Since Sam was wanting something on the north side near Keystone Crossing, I figured why not Broad Ripple Park? There are plenty of food joints in the area and Broad Ripple just seems like a favored place to go anyway. I looked into this and it's pretty pricey to rent a shelter, but I can give them a call later and find out since it's for a group meetup if we can just borrow it for a few hours or whatever (as long as it's not being used currently etc).

Any objections to Broad Ripple Park? It's real close to Keystone Crossing (go south on Keystone to 64th st, turn left (west) on 62nd St, takes you right to Broad Ripple. Hang a right (north) on Evanstons Ave, park will be on your left.).

If you guys are okay with this park, are you more interested in Saturday, or Sunday? Which weekend would be best for you? I think I have something going on the 12th and the 19th, but I could still make it to both. The 12th is probably too short of notice but hey it's Thursday, we can make it happen!

So our choices:
Saturdays: 11th, 18th, 25th
Sundays: 12th, 19th, 26th.

Time: Mid afternoon, say 2pm?


----------



## Mike Hughey (Sep 9, 2010)

Saturdays will work for us, but not Sundays. This Saturday is actually good - Rebecca and I can come; Marie and my wife are out of town. But we'd have to leave by 5:00.

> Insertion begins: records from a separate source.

PR #180, opened 2023-08-06
feat: new useq-schema widgets

tlambert03:
this is a rewrite of the useq schema / MDA widgets.  They contain no core reference, that should come in a follow up.  They have been reconsidered to reduce code duplication, improve readability, clarify the public APIs, and make it possible to work directly with useq-schema objects without needing a core

Screen Shot 2023-08-06 at 3 24 32 PM
Screen Shot 2023-08-06 at 3 24 35 PM
Screen Shot 2023-08-06 at 3 24 37 PM
Screen Shot 2023-08-06 at 3 24 38 PM
Screen Shot 2023-08-06 at 3 24 34 PM


tlambert03:
OK, this is in pretty good shape.  It's not connected to anything yet, but connection to a core object and replacement of the existing mda widget can come in a follow up PR

PR #185, opened 2023-08-29
fix: remove groupbox from config widget

fdrgsp:
This PR removes the `QGroupbox` from the `ConfigurationWidget` so that most basic widget are the same (clean and simple). If a `QGroupbox` is needed, the can be added where the widget is used.

note: napari-micromanager are failing because of this line: https://github.com/pymmcore-plus/napari-micromanager/blob/6abd0f50cf7840b7a08b28bd0ad9a428c484f284/src/napari_micromanager/_gui_objects/_toolbar.py#L143 where we set the `QGroupBox` text. Since there is not a `QGroupBox`, we get the error.

### DIFF
--- a/src/pymmcore_widgets/_load_system_cfg_widget.py
+++ b/src/pymmcore_widgets/_load_system_cfg_widget.py
@@ -3,7 +3,6 @@ from __future__ import annotations
 from pymmcore_plus import CMMCorePlus
 from qtpy.QtWidgets import (
     QFileDialog,
-    QGroupBox,
     QHBoxLayout,
     QLineEdit,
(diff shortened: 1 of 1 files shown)


tlambert03:
are there no places elsewhere in the code where you want to put this into a group box?

tlambert03:
nope, looks like this isn't used internally

tlambert03:
hey @fdrgsp, I didn't notice that this broke the napari-micromanager tests... can you resolve that?
https://github.com/pymmcore-plus/pymmcore-widgets/actions/runs/6014044259/job/16312877421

Broad Ripple Park is okay, I guess.


----------



## hatter (Sep 9, 2010)

I voted for this Saturday but next would be just as good.


----------



## FatBoyXPC (Sep 9, 2010)

What would be closer to you Mike? It doesn't matter to me when/where, I've got pretty much free reign as to where I can go. I know you host competitions at Fishers but I'm not sure where you're from. Is there anything else that you prefer?

Are your helpers able to join this Saturday as well? Is next Saturday good for you as well? 

Allison: I'll make sure to note that.

I'll go ahead and get in touch with the Broad Ripple Park management to see if the shelters are rented out.


----------



## Mike Hughey (Sep 9, 2010)

We do live in Fishers, so that's easiest for us. If you want a park, Holland Park is the closest big one to us; that would probably work. Keystone at the Crossing mall or Castleton mall would also be closer than Broad Ripple. But Broad Ripple is really okay.

This Saturday is best for me, because I know I have no conflicts until 5:00 (actually I'll have to leave a little earlier than that, so I can be here at 5:00). Other weeks might have conflicts I don't know about. But I'll try for whatever you schedule, and hopefully we can make it work (but no guarantees).

It is probably true that this Saturday would probably be too quick to get any of my helpers to come, although you never know. I really don't know how many will come - maybe a bunch, maybe none. I'd say just schedule something and we'll see who comes. I'll send out an email to my helpers once it's decided.


----------



## FatBoyXPC (Sep 10, 2010)

How about we shoot for Keystone at the Crossing then? I'll be giving JT a ride and that's closer by about 3 minutes (but I'm certain I can make it quicker than that ). We could just hang out in the food court there, or is there an outside parkish type environment there?

How is 1-4 instead of 2-5? Does that work for everybody?


----------



## hatter (Sep 10, 2010)

Sounds good to me.


----------



## jms_gears1 (Sep 10, 2010)

Anyone besides James know the irony of meeting up at keystone at the crossing?


----------



## FatBoyXPC (Sep 10, 2010)

9100 Suite


----------



## Mike Hughey (Sep 10, 2010)

Okay - this week or a different week?

The food court probably would be a good spot. I can't think of a decent place outside there.


----------



## jms_gears1 (Sep 10, 2010)

Mike Hughey said:


> Okay - this week or a different week?
> 
> The food court probably would be a good spot. I can't think of a decent place outside there.



This Week.


----------



## FatBoyXPC (Sep 10, 2010)

1pm good for you Mike and Allison?


----------



## hatter (Sep 10, 2010)

Yup any time Saturday is good for me.


----------



## Mike Hughey (Sep 10, 2010)

1 PM is good, yes.


----------



## FatBoyXPC (Sep 10, 2010)

It's set! I'll most probably need to leave around 4:00/4:30pm (very small chance I won't). If for some reason we stay later than 4pm, Sam can come join us.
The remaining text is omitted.